I will say, if your ever in Dublin, you MUST go see this. Its about an hour long tour and only cost 6 Euros.

History stolen from Wiki


Kilmainham Gaol (Irish: Príosún Chill Mhaighneann) is a former prison located in Kilmainham in Dublin, which is now a museum. It has been run since the mid-1980s by the Office of Public Works (OPW), an Irish government agency. Kilmainham Gaol played an important part in Irish history, as many leaders of Irish rebellions were imprisoned and some executed in the prison by the British and in 1923 by the Irish Free State.
When it was first built in 1796, Kilmainham Gaol was called the 'New Gaol' to distinguish it from the old gaol it was intended to replace - a noisome dungeon, just a few hundred yards from the present site.

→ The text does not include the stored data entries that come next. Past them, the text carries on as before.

PR #4, opened 2015-05-13
adding CSS styles

runn1ng:
I have changed styles from inline style to explicit CSS rules, so it will be easier for other people to restyle the look


prusnak:
Thx!

PR #5, opened 2015-08-16
Version method 2

conejoninja:
Get the correct API version from the firmware version


prusnak:
I don't like the change. It puts lots of extra requirements on the version. For example it assumes there will be no version such as 1.11.37.

prusnak:
Implemented semantic version compare in https://github.com/trezor/connect/commit/e14dba5f53ae8d17421f107d9ea8b36c95886087

conejoninja:
much better :+1:

PR #13, opened 2015-12-17
Add server side C# implementation of Trezor Connect

NicolasDorier:
Add server side sample C# implementation of Trezor Connect


prusnak:
Thanks!

PR #14, opened 2016-01-28
Releasing

runn1ng:
Releasing the Trezor right after action


popup/popup.js
```diff
@@ -137,12 +137,14 @@ function handleLogin(event) {
             let {message} = result;
             let {public_key, signature} = message;
 
-            respondToEvent(event, {
-                success: true,
-                public_key: public_key.toLowerCase(),
-                signature: signature.toLowerCase(),
-                version: 2      // since firmware 1.3.4
-            });
+            return device.session.release().then(() => {
```
runn1ng: I am using return here so if the release failed, I still fall through to the catch block afterwards

PR #49, opened 2017-03-23
add zcash xpub export

xbach:


runn1ng:
Seems great, luckily, zcash has the same xpub magic :)

Issue #11, opened 2015-12-01
Support  'Show on TREZOR' 


matiu:
are requested in https://github.com/bitpay/copay/issues/3558

zachoooo:
Also requested in kvhnuke/etherwallet#651

prusnak:
@szymonlesisz is already working on it

szymonlesisz:
already done in v3

PR #53, opened 2017-07-03
Feature/get address

szymonlesisz:


runn1ng:
Fixes https://github.com/trezor/connect/issues/11

runn1ng:
Hm, the segwit checkbox in the example doesn't do anything and still shows me non-segwit address

runn1ng:
I am not sure where is the error, since the code looks fine

runn1ng:
Hm, seems like connect is using old trezor.js. Will try to update and rebuild

PR #56, opened 2017-07-09
Add new API `setCoinName()`.

cryptcoin-junkey:
Altcoins can't use connect.js since some API uses always `Bitcoin` as the coin name. 
IMO, the best way to fix this issue is implementing API version 3. This patch is a hotfix.

This patch is not tested well. Forgive me if there have some minor bugs.


prusnak:
This is not really nice way of handling things.

NACK from me.

We need to handle this more nicely by adding coin parameter to API calls and not introduce state.

cryptcoin-junkey:
Well. I also think the best way is to re-define API (possibly v3). But, as a practical story, it must be a hard work. And API compatibility breakage (like v2.1) may causes some side effects to current users.

Could you tell me your road map around this repository?

prusnak:
There can't be any compatibility breakage, so this should become a part of v3 API spec.

There is no fixed roadmap, but we are in the process of redesigning the API. Being able to specify the coin would be one of the main points.

Would you be interested in designing the new v3 API? We planned to do this internally, but I guess we can do this in the open if enough external people are interested.

cryptcoin-junkey:
My interest is to implement a online wallet service that supports Trezor rather than API development.
But I can contribute something from the viewpoint of API user if it was opened as alpha, beta, or something pre-release.

For now, I see this fix is unacceptable and will be fixed by v3 API. I close this. I’m looking forward to the next release.

runn1ng:
@cryptcoin-junkey Trezor Connect was originally meant just for secure login and it kept growing organically, which created a little strange API

We are now creating a new Connect that will be easier to maintain, will have easier APIs and will allow easier integration of new coins. I will let you know when this will be done.

PR #64, opened 2017-08-01
Fix referencedtx

runn1ng:


runn1ng:
Apparently this produces some errors. Need to find, fix.

PR #69, opened 2017-08-09
sign and verify ethereum message

szymonlesisz:


fabioberger:
@runn1ng is a new version going to be available at:

```
<script src="https://connect.trezor.io/4/connect.js"></script>
```

?

runn1ng:
Most likely it will be at `/3/`, since we can change `/3/` because nobody is using it now except for us (in Bitcash claim tool).

fabioberger:
@runn1ng @szymonlesisz am I really able to test this change locally? In `connect.js`, there are these lines:

```
var POPUP_URL = window.TREZOR_POPUP_URL || 'https://connect.trezor.io/' + VERSION + '/popup/popup.html';
    var POPUP_PATH = window.TREZOR_POPUP_PATH || 'https://connect.trezor.io/' + VERSION;
    var POPUP_ORIGIN = window.TREZOR_POPUP_ORIGIN || 'https://connect.trezor.io';
```

Must I set these variables to get it to work?

szymonlesisz:
you need to set a localhost server to the root path of connect
then in the html file you need to set:

<script>
        window.TREZOR_POPUP_PATH = 'https://localhost/';
        window.TREZOR_POPUP_ORIGIN = 'http://localhost';
        window.TREZOR_POPUP_URL = 'http://localhost/popup/popup.html';
</script>
<script src="http://localhost/connect.js"></script>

It was officially called the County of Dublin Gaol, and was originally run by the Grand Jury for County Dublin.

Originally, public hangings took place at the front of the gaol.[1] However, from the 1820s onward very few hangings, public or private, took place at Kilmainham.[1] A small hanging cell was built in the gaol in 1891. It is located on the first floor, between the West Wing and the East Wing.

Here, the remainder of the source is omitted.